Was siehst du hier? Sieht doch gut aus; oder könnte  das  für dich nützlich sein?

Ma

----------

## Motorroller

Ich sage mal recht pauschal, dass dieser Tipp recht gut aussieht. Wenn ich zu Hause bin, werde ich es gleich einmal testen. Denn diese utf8-Einstellungen habe ich in der locale.gen meines Erachtens noch nicht drin.

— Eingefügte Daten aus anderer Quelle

PR #1671, opened 2024-10-10
Config: Add versioning

gbjk:
# Config

* Add config versioning manager. Motivation:
  * Huobi would like to move futures to coinmargined futures, but we don't want to lose the user's existing config
  * We have a number of places we have deprecated config clutter, and pointers to native types, purely so we can upgrade it. 
* Version1 handles the pairs manager format migration
* Version2 handles GDAX to Coinbase rename
* Version3 will handle AssetEnabled, but keeping this initial PR minimal
* Upgrade configtest to Version2
* Not upgrading config_example because it would jump over some null changes - I'll handle those in Version4 quickly
* Add -decrypt and -upgrade to cmd/config, no longer explicitly decrypts, or automatically reverses what was there
* Add -edit to edit a file in place
* -in instead of -infile and -out instead of outfile
* Do not echo input to user when entering encryption key
* 🐛 Fix encryption keys not allowing spaces
* This has some light touch improvements to encryption handling. I think I'm going to have to circle back to that separately later.

**Note Well:** The test failure in `TestConfigAllJsonResponse` is fixed by the dependency below

# Dependencies
* #1593 fixes `TestConfigAllJsonResponse`

## Type of change


config/versions/versions.go
```diff
@@ -0,0 +1,202 @@
...
+func (m *manager) registerVersion(v any) {
+	m.m.Lock()
+	defer m.m.Unlock()
+	ver, err := strconv.Atoi(strings.TrimSuffix(strings.TrimPrefix(fmt.Sprintf("%T", v), "*v"), ".Version"))
+	if err != nil {
+		m.errors = common.AppendError(m.errors, fmt.Errorf("%w '%T': %w", errRegisteringVersion, v, err))
+		return
+	}
+	switch v.(type) {
+	case ExchangeVersion, ConfigVersion:
```
shazbert, line 181: Any issues if v conforms to both at the same time? 🤯

config/versions/versions.go
```diff
@@ -0,0 +1,202 @@
...
+
+	"github.com/buger/jsonparser"
+	"github.com/thrasher-corp/gocryptotrader/common"
+)
+
+var (
+	errRegisteringVersion  = errors.New("error registering config version")
+	errVersionIncompatible = errors.New("version does not implement ConfigVersion or ExchangeVersion")
+	errVersionSequence     = errors.New("version registered out of sequence")
+	errModifiyingExchange  = errors.New("error modifying exchange config")
```
shazbert, line 30:
```suggestion
	errModifyingExchange  = errors.New("error modifying exchange config")
```

config/versions/versions.go
```diff
@@ -0,0 +1,202 @@
...
+	errNoVersions          = errors.New("error retrieving latest config version: No config versions are registered")
+	errApplyingVersion     = errors.New("error applying version")
+)
+
+// DisabledVersion allows authors to rollback changes easily during development
+type DisabledVersion interface {
+	Disabled() bool
+}
```
shazbert, line 38: This needs handling or RM until needed

shazbert (changes requested):
Good stuff. Will give it a thorough testing next round. Thanks.

cmd/config/config.go
```diff
@@ -1,82 +1,96 @@
...
+	if outFile == "" {
+		outFile = inFile + ".out"
+	}
+
+	fmt.Println("GoCryptoTrader: config-helper tool.")
+
+	if !(encrypt || decrypt || upgrade) {
+		fatal("Must provide one of -encrypt, -decrypt or -upgrade")
+	}
+
```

Ich glaube, die Darstellung im Browser, so wie Ihr sie seht, ist ja eh nicht das, was ich auf meinem Schirm sehe. Bei mir sind die Zeichen verschwommen. Was aber im Fall meines letzten Posts deutlich wird ist, dass die Umlaute scheinbar nicht richtig konvertiert worden sind. Ob das an meiner Einstellung liegt im System?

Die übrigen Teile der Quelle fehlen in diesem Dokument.